In conclusion, reactive plasticity appears to play a central role in engraving the long-term deleterious sequels of seizures. The data on TLE and kainate provide a reliable basis for a general scenario of the events triggered after an insult. The plasticity of the nervous system, which constitutes one of the most fundamental features of neurons and networks, provides evidence of the important events in the generation of seizures by an epileptic network. Since sprouting also is observed in other disorders, studies on the mechanisms of TLE and the development of novel therapies can only be performed in genuinely chronically epileptic animal models.
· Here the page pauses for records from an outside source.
PR #303, opened 2019-05-02
fix: set filter badge top position based on offset height [v32] (#301)

jenniferarnesen:
Fixes [DHIS2-6631]

The top position of the filter badges should be based on the height of the dashboards bar, so that the dashboards bar doesn't hide the badge if its been configured to more than one row


jenniferarnesen:
This one is on hold because of icon alignment issues described here: https://github.com/dhis2/ui-core/issues/194

edoardo (approved):

PR #305, opened 2019-05-02
chore: replace old MUI Snackbar component with new MUI

jenniferarnesen:
As a quick test, open the dashboard, then throttle the network connection to Slow 3G, then switch to another dashboard. The snackbar should appear at the bottom of the viewport.


neeilya (approved):
Tested the code, works as expected.

PR #306, opened 2019-05-02
chore: replace old mui add button with html button

jenniferarnesen:
Getting rid of old material-ui (0.20)

This is the green + button in the upper left of the dashboard. You can look at it on different browsers at this url:  https://deploy-preview-306--dhis2-dashboards.netlify.com


cooper-joe (approved):

src/widgets/AddDashboardButton.js
```diff
@@ -0,0 +1,38 @@
+import React from 'react';
+import AddIcon from '@material-ui/icons/AddCircle';
+import { colors } from '../modules/colors';
+
+const AddDashboardButton = () => {
+    return (
```
amcgee: Minor style issue but wouldn't this be cleaner without the functional body?  I.E. `const AddDashboardButton = () => (<React.Fragment>...</React.Fragment>)`

amcgee (changes requested):
This apprears to work as a global `<style>` but doesn't actually use `styled-jsx` because CRA needs an additional babel plugin to support it.  I'll look into how that might be achieved, but it may be non-trivial.

src/widgets/AddDashboardButton.js
jenniferarnesen: Done

jenniferarnesen:
@amcgee 
So I've gone through some iterations to arrive at the current solution:
- 1) moved css to a separate file and used css modules. This led to having to tweak the index file to control the injection of material-ui css (due to a specificity clash between my css and material-ui/icons css)
- 2) Thought the above was too complicated, so decided to use the material svg markup directly and get rid of @material-ui/icons for this component.
- 3) Removed the button, because why have a button inside an anchor. This resulted in getting to remove most of the css. Now the css file with just a single rule seems almost silly, but I do like using css modules rather than the inline styles.

Let me know what you think.

amcgee:
@jenniferarnesen looking now!

amcgee (approved):
Looks great, and very clean!

One possible enhancement would be to extract the SVG into a separate file so that it's self-contained and could potentially be re-used.

PR #307, opened 2019-05-03
chore: replace old material-ui IconButton

jenniferarnesen:
To view and try the button:
Open a dashboard in edit view. Click to add the "DHIS 2 Home Page" resource. A new item should be added. In that item, there are 2 red trash bin icons: one for the whole item, and one for the "Home Page" in the item. It is the second red trash bin that this PR has changed.


neeilya (approved):
Tested the code, works as expected.

PR #308, opened 2019-05-07
fix(styles): fix styles for filter selector

edoardo:
Open the filter dialogs within the app container for inheriting the app's
styles.
Fixes DHIS2-6804.

Requires an updated @dhis2/d2-ui-analytics.

### DIFF
--- a/package.json
+++ b/package.json
@@ -6,7 +6,7 @@
     "license": "BSD-3-Clause",
     "dependencies": {
         "@dhis2/d2-i18n": "^1.0.4",
-        "@dhis2/d2-ui-analytics": "^1.0.2",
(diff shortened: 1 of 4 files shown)


janhenrikoverland (commented):
Would it work if we e.g. passed in a component instead to avoid the global id?

janhenrikoverland (approved):

edoardo:
Found a problem: the page can be scrolled under the open DimensionsPanel.

edoardo:
Ended up using a different solution.
The modal is still attached to the `<body>` as normal, so the scrolling issue is not happening.
`font-family` is applied to the Popover component.

janhenrikoverland (approved):

PR #309, opened 2019-05-07
chore: replace old mui edit buttons and dialog in dashboard edit view

jenniferarnesen:
Use latest material-ui, or ui-core where applicable

Changes affect edit mode of dashboard:
- Save changes, Delete, Translate and Exit without saving buttons
- Confirm delete dialog


cooper-joe:
Looks good! I have one request, and that is to switch the order of the translate/delete buttons. So, button order should be Save changes, Translate, Delete.

cooper-joe (changes requested):
Looks good! I have one request, and that is to switch the order of the translate/delete buttons. So, button order should be Save changes, Translate, Delete.

edoardo (approved):
LGTM

cooper-joe (approved):

jenniferarnesen:
Use latest material-ui, or ui-core where applicable

Changes affect edit mode of dashboard:

* Save changes, Delete, Translate and Exit without saving buttons
* Confirm delete dialog

PR #313, opened 2019-05-10
chore: replace old mui dashboard item chips with ui-core chips

jenniferarnesen:
image

image

- there were some height adjustments because it seems that the ui-core chips are a few pixels taller than the mui chips

- testing: remember to also adjust the height of the control bar to make sure the chips aren't getting cut-off along the bottom


cooper-joe (changes requested):
Ideally we could define the color of the icon when chips are unselected? I think grey700 would be a little nicer :)

jenniferarnesen:
with grey700:

image

cooper-joe (approved):

janhenrikoverland (approved):

PR #314, opened 2019-05-13
chore: rich text fix parsing of emphasis in links [v32]

edoardo:


jenniferarnesen:
Could you change the title and description to state what is changing from the user's perspective? (e.g., added support for xy, or fixed bug yz)

jenniferarnesen:
Also, do you know why both 5.3.11 and ^5.3.11 are in the yarn.lock file?

edoardo:
> Also, do you know why both 5.3.11 and ^5.3.11 are in the yarn.lock file?

After updating package.json and removing node_modules i run `yarn install`.

jenniferarnesen (approved):

PR #316, opened 2019-05-13
chore: use new material-ui instead of d2-ui-core for TextField

jenniferarnesen:
d2-ui-core TextField uses old material-ui so replace it with direct use of new material-ui.
This will again be replaced when ui-core textarea is published

### DIFF
--- a/src/components/Item/TextItem/Item.js
+++ b/src/components/Item/TextItem/Item.js
@@ -64,8 +64,6 @@ const TextItem = props => {
                         <Input
                             value={text}
                             multiline
-                            rows={1}
-                            rowsMax={15}
                             fullWidth
                             style={style.textField}
                             placeholder={i18n.t('Add text here')}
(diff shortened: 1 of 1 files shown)


src/components/Item/TextItem/Item.js
```diff
@@ -60,10 +61,11 @@ const TextItem = props => {
                 <Line />
                 <div className="dashboard-item-content">
                     <RichTextEditor onEdit={onChangeText}>
-                        <TextField
+                        <Input
                             value={text}
                             multiline
                             rows={1}
+                            rowsMax={15}
```
edoardo: Any reason for adding this? I had to remove it for fixing another bug, see: https://github.com/dhis2/dashboards-app/commit/9419d281f477ce61b75352f1d1ef7ef1c152b0a3.

edoardo (commented):
LGTM.

src/components/Item/TextItem/Item.js
jenniferarnesen: Right - I knew there was something. Fixed it by removing both the `rows` and `rowsMax` properties.

edoardo (approved):

PR #319, opened 2019-05-20
chore: replace mui dialog with ui-core modal

jenniferarnesen:
Also, use ui-core CssReset instead of importing old reset.css file


jenniferarnesen:
This PR is WIP because I'm waiting for an update to the ui-core Modal component that will set the spacing between the action buttons

PR #326, opened 2019-06-04
fix: conditionally show the Show More button in item selector

jenniferarnesen:
The button should only be shown if there are more items that can be fetched (e.g., more than the 5 displayed items).  The way this is done is to fetch 6 items even though only 5 will be displayed. Then we can easily check if 6 items were returned in the api response.

There is also a minor amount of code clean-up - removing unneeded properties, moving a function to where it actually belongs.

Fixes [https://jira.dhis2.org/browse/DHIS2-7076]


neeilya (approved):
Tested - works as expected now 👍

PR #336, opened 2019-09-24
fix: hide vis action buttons for single value charts

janhenrikoverland:
Separates interpretation and vis action buttons inside the VisualizationItemHeaderButtons component to be able to conditionally render only the interpretation button (hiding the vis buttons for single value charts).

Also fixes the problem where the bottom pixel row of the AO title gets cut off.

### DIFF
--- a/src/components/Item/VisualizationItem/Item.js
+++ b/src/components/Item/VisualizationItem/Item.js
@@ -254,21 +254,20 @@ export class Item extends Component {
         );
     };
 
-    getActionButtons = () => {
-        const { item, visualization } = this.props;
-
-        return pluginManager.pluginIsAvailable(item, visualization) &&
-            !this.props.editMode ? (
+    getActionButtons = () =>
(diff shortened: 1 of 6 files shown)


src/components/Item/VisualizationItem/Item.js
```diff
@@ -229,7 +229,7 @@ export class Item extends Component {
         const itemName = pluginManager.getName(item);
 
         return (
-            <div style={{ display: 'flex', alignItems: 'center' }}>
+            <div style={{ display: 'flex' }}>
```
edoardo, line 232: Is this on purpose?
I think I added it for centering SV within the dashboard item.

edoardo (approved):
Just the one comment, other than that it looks fine.

src/components/Item/VisualizationItem/Item.js
janhenrikoverland: From what I can see it only affects the title row.

PR #2430, opened 2023-06-21
fix: use interpretations component from Analytics (DHIS2-15441)

jenniferarnesen:
Fixes: https://dhis2.atlassian.net/browse/DHIS2-15441
Depends on: https://github.com/dhis2/analytics/pull/1510
Depends on: https://github.com/dhis2/maps-app/pull/2936
Depends on: https://github.com/dhis2/maps-app/pull/2937

Replace the old d2-ui interpretations component with the one in analytics used by DV and LL. With this change, the old d2-ui sharing dialog is also replaced with the new one from ui.

Screenshots:
New:
image
Old:
image

Looking at one interpretation:
New:
image
Old:
image

Two old features were removed:
- `Show previous interpretations` button. This button toggled whether max 5 interpretations are shown, or all are shown.
image
- Replying to a reply. This is not even supported by the backend as all replies are connected directly with the original interpretation, so the reply button on a Reply never made sense anyway.
image

********************
**zip file size improvements:**
Old zip file: 5057221
New zip file: 3575577 (29% smaller)

**chunks (build/static/js/xyz.js)**
Old 
3053115 Jun 23 13:58 8877.6fc0d050.chunk.js

New:
1665003 Jun 23 13:55 396.371a423b.chunk.js (45% smaller)

Old source-map-explorer for dependencies bundle (all the dependencies in red were only there bc of the old interpretations component):
image

New source-map-explorer for dependencies bundle (all those red dependencies were removed):
image


HendrikThePendric (approved):
LGTM

PR #2431, opened 2023-06-21
refactor: use platform/runtime plugin components

edoardo:
Fixes [DHIS2-17268](https://dhis2.atlassian.net/browse/DHIS2-17268)

**Relates to https://github.com/dhis2/data-visualizer-app/pull/3082**
**Relates to https://github.com/dhis2/line-listing-app/pull/396**
**Relates to https://github.com/dhis2/maps-app/pull/3232**

---

### Key features

1. use plugin components from `app-runtime`
2. fix Cypress login for >=41

---

### Description

Generic components for plugins are available in `app-platform` and `app-runtime`.
This PR is removing the original iframe plugin with the message handling that has been "moved" to the platform.
All analytics apps have a correspondent PR for using the platform plugin build with embedded message handling.

Cypress started to fail in >=41 because the login mechanism changed.
Dashboard is still using v6.9.1 of Cypress which prevents us from upgrading `cli-utils-cypress` to a recent version with support for the new login.
The temporary solution is to add a custom login command which accommodates login for all DHIS2 versions.

---

### TODO

-   [x] figure out how to transmit the `removeCachedData` message to the plugin without re-rendering
-   [ ] handle `recordOnNextLoad` to avoid multiple recordings
-   [ ] test plugin type switch (ie. DV to Maps)
-   [ ] test installation status stuff

---

### Known issues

Models using tissues acutely rendered seizure prone by short-acting convulsive drugs do not take into account the unique properties of epileptic networks and thus, are not necessarily informative in respect to the chronic property of epilepsies. Kainate receptor-mediated signals (particularly the GluR6 subunit-containing receptors) that appear to intervene significantly in developing and epileptic networks may be targets for antiepileptic drug investigations. The debate regarding whether or not seizures beget seizures exemplifies how epilepsy studies enable major advances in understanding brain operation and integrative functions.